Par une assignation délivrée les 1er, 2 et 3 avril 2025 devant Mme la Présidente du tribunal judiciaire D’ANGOULEME statuant en référé, la SNC CHARENTE 1 sollicite au visa des articles 145 du code de procédure civile et suivants et 835 du code de procédure civile et suivants la condamnation solidaire de Mme [E] [W] née [N] représentée par sa mandataire Mme [B] [O], Mme [L] [N] et M. [H] [N] à ce qu’ils procèdent aux travaux de dépose et de reconstruction de la toiture, charpente, couverture et zinguerie (cheneaux, solins, gouttières, descentes) sis [Adresse 5] à [Localité 9] et ce sous astreinte de 300 € par jour de retard courant un mois après la signification des présentes, outre leur condamnation solidaire à une indemnité pour frais irrépétibles de 2000 €.
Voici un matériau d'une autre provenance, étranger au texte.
PR #182, opened 2022-10-14
Bk/swift UI item model support

bryankeller:
## Details

This adds support for using SwiftUI views with the various `CalendarViewContent` item-provider functions (`dayItemProvider`, `dayRangeItemProvider`, `monthHeaderItemProvider`, etc).

Most of the support to make this possible is done in `SwiftUIWrapperView` - a `UIView` subclass that manages the hosting controller that owns the SwiftUI view.

Here's a comparison of using a simple label as a day view in both UIKit and SwiftUI:

### UIKit

```swift
struct DayLabel: CalendarItemViewRepresentable {

  struct InvariantViewProperties: Hashable {
    let font: UIFont
    let textColor: UIColor
  }

  struct ViewModel: Equatable {
    let day: Day
  }

  static func makeView(
    withInvariantViewProperties invariantViewProperties: InvariantViewProperties)
    -> UILabel
  {
    let label = UILabel()

    label.backgroundColor = .clear
    label.font = invariantViewProperties.font
    label.textColor = invariantViewProperties.textColor
    label.textAlignment = .center
    
    return label
  }

  static func setViewModel(_ viewModel: ViewModel, on view: UILabel) {
    view.text = "\(viewModel.day.day)"
  }

}
```

```swift
  return CalendarViewContent(...)

    .dayItemProvider { day in
      DayLabel.calendarItemModel(
        invariantViewProperties: .init(font: UIFont.systemFont(ofSize: 18),  textColor: .darkGray),
        viewModel: .init(day: day))
    }
```

### SwiftUI

```swift
  return CalendarViewContent(...)

    .dayItemProvider { day in
      Text("\(day.day)")
        .font(.system(size: 18))
        .foregroundColor(Color(UIColor.darkGray))
        .calendarItemModel
    }
```

## Related Issue

N/A

## Motivation and Context

Enable developers to use SwiftUI views with HorizonCalendar.

## How Has This Been Tested

Example app.

## Types of changes

## Checklist

### DIFF
--- a/Example/HorizonCalendarExample/HorizonCalendarExample/Demo View Controllers/SwiftUIItemModelsDemoViewController.swift
+++ b/Example/HorizonCalendarExample/HorizonCalendarExample/Demo View Controllers/SwiftUIItemModelsDemoViewController.swift
@@ -1,5 +1,5 @@
-// Created by Bryan Keller on 6/18/20.
-// Copyright © 2020 Airbnb Inc. All rights reserved.
+// Created by Bryan Keller on 8/23/22.
+// Copyright © 2022 Airbnb Inc. All rights reserved.
 
 // Licensed under the Apache License, Version 2.0 (the "License");
 // you may not use this file except in compliance with the License.
@@ -15,15 +15,16 @@
 
 import HorizonCalendar
 import UIKit
+import SwiftUI
 
-final class SelectedDayTooltipDemoViewController: DemoViewController {
+final class SwiftUIItemModelsDemoViewController: DemoViewController {
 
   // MARK: Internal
 
   override func viewDidLoad() {
     super.viewDidLoad()
 
-    title = "Selected Day Tooltip"
+    title = "SwiftUI Day and Month Views"
 
     calendarView.daySelectionHandler = { [weak self] day in
       guard let self = self else { return }
@@ -48,47 +49,47 @@ final class SelectedDayTooltipDemoViewController: DemoViewController {
 
     let selectedDate = self.selectedDate
 
-    let overlaidItemLocations: Set<CalendarViewContent.OverlaidItemLocation>
-    if let selectedDate = selectedDate {
-      overlaidItemLocations = [.day(containingDate: selectedDate)]
-    } else {
-      overlaidItemLocations = []
-    }
-
     return CalendarViewContent(
       calendar: calendar,
       visibleDateRange: startDate...endDate,
       monthsLayout: monthsLayout)
 
       .interMonthSpacing(24)
+      .verticalDayMargin(8)
+      .horizontalDayMargin(8)
 
-      .dayItemProvider { [calendar, dayDateFormatter] day in
-        var invariantViewProperties = DayView.InvariantViewProperties.baseInteractive
-
-        let date = calendar.date(from: day.components)
-        if date == selectedDate {
-          invariantViewProperties.backgroundShapeDrawingConfig.borderColor = .blue
-          invariantViewProperties.backgroundShapeDrawingConfig.fillColor = .blue.withAlphaComponent(0.15)
+      .monthHeaderItemProvider { [calendar, monthDateFormatter] month in
+        guard let firstDateInMonth = calendar.date(from: month.components) else {
+          preconditionFailure("Could not find a date corresponding to the month \(month).")
         }
-
-        return DayView.calendarItemModel(
-          invariantViewProperties: invariantViewProperties,
-          viewModel: .init(
-            dayText: "\(day.day)",
-            accessibilityLabel: date.map { dayDateFormatter.string(from: $0) },
-            accessibilityHint: nil))
+        let monthText = monthDateFormatter.string(from: firstDateInMonth)
+        return HStack {
+          Text(monthText).font(.headline)
+          Spacer()
+        }
+        .padding(.vertical)
+        .calendarItemModel
       }
 
-      .overlayItemProvider(for: overlaidItemLocations) { overlayLayoutContext in
-        TooltipView.calendarItemModel(
-          invariantViewProperties: .init(),
-          viewModel: .init(
-            frameOfTooltippedItem: overlayLayoutContext.overlaidItemFrame,
-            text: "Selected Day"))
+      .dayItemProvider { [calendar, selectedDate] day in
+        let date = calendar.date(from: day.components)
+        let isSelected = date == selectedDate
+        return SwiftUIDayView(dayNumber: day.day, isSelected: isSelected).calendarItemModel
       }
   }
 
   // MARK: Private
+
+  private lazy var monthDateFormatter: DateFormatter = {
+    let dateFormatter = DateFormatter()
+    dateFormatter.calendar = calendar
+    dateFormatter.locale = calendar.locale
+    dateFormatter.dateFormat = DateFormatter.dateFormat(
+      fromTemplate: "MMMM yyyy",
+      options: 0,
+      locale: calendar.locale ?? Locale.current)
+    return dateFormatter
+  }()
 
   private var selectedDate: Date?
 
--- a/Example/HorizonCalendarExample/HorizonCalendarExample/SwiftUIDayView.swift
+++ b/Example/HorizonCalendarExample/HorizonCalendarExample/SwiftUIDayView.swift
@@ -1,0 +1,63 @@
+// Created by Bryan Keller on 8/23/22.
+// Copyright © 2022 Airbnb Inc. All rights reserved.
+
+// Licensed under the Apache License, Version 2.0 (the "License");
+// you may not use this file except in compliance with the License.
+// You may obtain a copy of the License at
+//
+// http://www.apache.org/licenses/LICENSE-2.0
+//
+// Unless required by applicable law or agreed to in writing, software
+// distributed under the License is distributed on an "AS IS" BASIS,
+// WITHOUT WARRANTIES OR CONDITIONS OF ANY KIND, either express or implied.
+// See the License for the specific language governing permissions and
+// limitations under the License.
+
+import HorizonCalendar
+import SwiftUI
+
+struct SwiftUIDayView: View {
+
+  let dayNumber: Int
+  let isSelected: Bool
+
+  var body: some View {
+    ZStack(alignment: .center) {
+      if #available(iOS 15.0, *) {
+        Circle()
+          .strokeBorder(isSelected ? Color(UIColor.blue) : .clear, lineWidth: 1)
+          .background {
+            Circle()
+              .foregroundColor(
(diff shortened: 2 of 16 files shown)


Example/HorizonCalendarExample/HorizonCalendarExample/SwiftUIDayView.swift
```diff
@@ -0,0 +1,81 @@
...
+          .aspectRatio(1, contentMode: .fill)
+      }
+      Text("\(dayNumber)").foregroundColor(Color.black)
+    }
+    // It's unclear how to make this play nicely with `UIScrollView`'s pan gesture recognizer.
+//    .gesture(
+//      DragGesture(minimumDistance: 0)
+//        .updating($isHighlighted) { _, isHighlighted, _ in
+//          isHighlighted = true
+//        })
```
bryankeller, line 55: Whenever this is recognized, it prevents the scroll view from scrolling the calendar.

Sources/Public/Item Views/DayView.swift
```diff
@@ -302,7 +302,7 @@ extension DayView {
         color = .lightGray
       }
 
-      return DrawingConfig(fillColor: color, borderColor: color)
+      return DrawingConfig(fillColor: color, borderColor: .clear)
```
bryankeller, line 305: Prevents an issue where a transparent color is used, which would make the border visible since it's drawn over the fill color.

Example/HorizonCalendarExample/HorizonCalendarExample/SwiftUIDayView.swift
brynbodayle: What if we wrapped this view in a Button so we can specify a highlight state?

bryankeller: Oh that seems way better - hopefully that plays nicely with the scroll view. Will try it later today.

bryankeller: `Button` doesn't work well since it intercepts taps that would otherwise get passed through to the calendar (which then trigger the `daySelectionHandler` closure). I removed the highlight state code for now, and will explore alternatives later.

Example/HorizonCalendarExample/HorizonCalendarExample/Demo View Controllers/SwiftUIDayViewDemoViewController.swift
```diff
@@ -0,0 +1,66 @@
...
+    title = "SwiftUI Day View"
+
+    calendarView.daySelectionHandler = { [weak self] day in
+      guard let self = self else { return }
+
+      self.selectedDate = self.calendar.date(from: day.components)
+      self.calendarView.setContent(self.makeContent())
+
+      if UIAccessibility.isVoiceOverRunning, let selectedDate = self.selectedDate {
+        self.calendarView.layoutIfNeeded()
```
erichoracek, line 34: Why do we need this `layoutIfNeeded`? Might be good to have a comment

Example/HorizonCalendarExample/HorizonCalendarExample/SwiftUIDayView.swift
```diff
@@ -0,0 +1,65 @@
...
+            (isSelected ? Color(UIColor.blue.withAlphaComponent(0.15)) : .clear))
+          .aspectRatio(1, contentMode: .fill)
+      }
+      Text("\(dayNumber)").foregroundColor(Color(UIColor.label))
+    }
+  }
+
+}
+
+@available(iOS 13.0.0, *)
```
erichoracek, line 48: I'd assume we can bump the deployment target in the example app above iOS 13 so we don't need these? (even if we keep it lower in the library)

Sources/Public/CalendarView.swift
```diff
@@ -643,9 +645,10 @@ public final class CalendarView: UIView {
         }
       })
 
-    // Remove any old views that weren't reused
+    // Hide any old views that weren't reused. This is cheaper than removing them and re-adding them
+    // as subviews later.
```
erichoracek, line 649: Nice! I'm pretty sure this is what UICollectionView does as well, makes sense

Sources/Public/CalendarItemModel.swift
```diff
@@ -109,3 +110,16 @@ extension CalendarItemViewRepresentable {
...
+// MARK: SwiftUI Convenience Factory
+
+@available(iOS 13.0, *)
+extension View {
+
+  public var calendarItemModel: CalendarItemModel<SwiftUIWrapperView<Self>> {
+    CalendarItemModel<SwiftUIWrapperView<Self>>(
+      invariantViewProperties: .init(initialContent: self),
+      viewModel: .init(content: self))
+  }
```
erichoracek, line 123: Might be useful to add some documentation comments, and detail the fact that this adds a UIHostingController as a child view controller of the closest VC so it doesn't require folks to look through the implementation to find out why the `UIViewController.children` changed

Sources/Public/Item Views/SwiftUIWrapperView.swift
```diff
@@ -0,0 +1,198 @@
...
+
+    init(initialContent: Content) {
+      self.initialContent = initialContent
+    }
+
+    // MARK: Public
+
+    public static func == (lhs: InvariantViewProperties, rhs: InvariantViewProperties) -> Bool {
+      type(of: lhs.initialContent) == type(of: rhs.initialContent)
+    }
```
erichoracek, line 121: Since the `InvariantViewProperties` is nested within the `SwiftUIWrapperView` type which is genercized on `Content` won't this always be true?

Sources/Public/Item Views/SwiftUIWrapperView.swift
```diff
@@ -0,0 +1,198 @@
...
+  /// Recursively traverses up the responder chain to find the closest view controller.
+  fileprivate func closestViewController() -> UIViewController? {
+    self as? UIViewController ?? next?.closestViewController()
+  }
+}
+
+// MARK: - HostingController
+
+@available(iOS 13.0, *)
+private final class HostingController<Content: View>: UIHostingController<Content> {
```
erichoracek, line 176: It might make sense to make this type public or give it a more recognizable name so that it can easily be excluded from UIViewController-based viewDidAppear swizzling impression systems, just in case anyone has something like that

erichoracek (approved):
@bryankeller Looks great! Just a few small suggestions/questions, but the overall approach looks like it will work well 👍

Example/HorizonCalendarExample/HorizonCalendarExample/SwiftUIDayView.swift
bryankeller: That simplifies a few things, thanks for noticing this 😄

Sources/Public/CalendarItemModel.swift
bryankeller: Good call!

Sources/Public/Item Views/SwiftUIWrapperView.swift
bryankeller: Great point, yes!

Sources/Public/Item Views/SwiftUIWrapperView.swift
```diff
@@ -0,0 +1,222 @@
...
+// MARK: - SwiftUIWrapperView
+
+/// A wrapper view that enables SwiftUI `View`s to be used with `CalendarItemModel`s.
+///
+/// Consider using the `calendarItemModel` property, defined as an extension on SwiftUI's`View`, to avoid needing to work with
+/// this wrapper view directly.
+/// e.g. `Text("\(dayNumber)").calendarItemModel`
+///
+/// - Warning: Using a SwiftUI view with the calendar will cause `SwiftUIView.HostingController`(s) to be added to the
+/// closest view controller in the responder chain in relation to the `CalendarView`.
```
bryankeller, line 27: Added a warning here WRT the hosting controller

Sources/Public/CalendarItemModel.swift
```diff
@@ -109,3 +110,23 @@ extension CalendarItemViewRepresentable {
...
+@available(iOS 13.0, *)
+extension View {
+
+  /// Creates a `CalendarItemModel` from a SwiftUI `View`.
+  ///
+  /// This is equivalent to manually creating a
+  /// `CalendarItemModel<SwiftUIWrapperView<YourView>>`, where `YourView` is some SwiftUI `View`.
+  ///
+  /// - Warning: Using a SwiftUI view with the calendar will cause `SwiftUIView.HostingController`(s) to be added to the
+  /// closest view controller in the responder chain in relation to the `CalendarView`.
```
bryankeller, line 125: Added a warning here WRT the hosting controller

Example/HorizonCalendarExample/HorizonCalendarExample/Demo View Controllers/SwiftUIItemModelsDemoViewController.swift
```diff
@@ -0,0 +1,96 @@
...
+          preconditionFailure("Could not find a date corresponding to the month \(month).")
+        }
+        let monthText = monthDateFormatter.string(from: firstDateInMonth)
+        return HStack {
+          Text(monthText).font(.headline)
+          Spacer()
+        }
+        .padding(.vertical)
+        .calendarItemModel
+      }
```
bryankeller, line 72: added another example - this time of using an inline SwiftUI view for a month header.

Sources/Internal/Calendar+Helpers.swift
```diff
@@ -28,8 +28,7 @@ extension Calendar {
   }
 
   func firstDate(of month: Month) -> Date {
-    let firstDateComponents = DateComponents(era: month.era, year: month.year, month: month.month)
-    guard let firstDate = date(from: firstDateComponents) else {
+    guard let firstDate = date(from: month.components) else {
```
bryankeller, line 31: simplified since there was already an helper to turn a `Month` into `DateComponents`

Sources/Public/Item Views/SwiftUIWrapperView.swift
```diff
@@ -0,0 +1,222 @@
...
+  }
+
+  public override func systemLayoutSizeFitting(
+    _ targetSize: CGSize,
+    withHorizontalFittingPriority horizontalFittingPriority: UILayoutPriority,
+    verticalFittingPriority: UILayoutPriority)
+    -> CGSize
+  {
+    hostingController.sizeThatFits(in: targetSize)
+  }
```
bryankeller, line 68: Had to add this to ensure that month headers self-size correctly.

erichoracek (approved):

M. [H] [N] étant décédé le [Date décès 3] 2025, l’affaire a fait l’objet de plusieurs renvois jusqu’à l’audience du 25 juin 2025 à laquelle elle a été plaidée, puis mise en délibéré au 20 août 2025.
Pour un plus ample exposé des moyens et prétentions des parties, il est renvoyé à leurs écritures régulièrement signifiées, et ce en application de l’article 455 du code de procédure civile.
MOTIFS
Sur l’exception d’incompétence soulevée par Mme [L] [N]
Mme [L] [N] soulève in limine litis l’incompétence du juge des référés du tribunal judiciaire D’ANGOULEME au profit du tribunal administratif D’ANGOULEME, Mme [E] [N] représentée par Mme [O] s’en rapportant sur ce point, sauf à voir désigner le tribunal administratif de Poitiers.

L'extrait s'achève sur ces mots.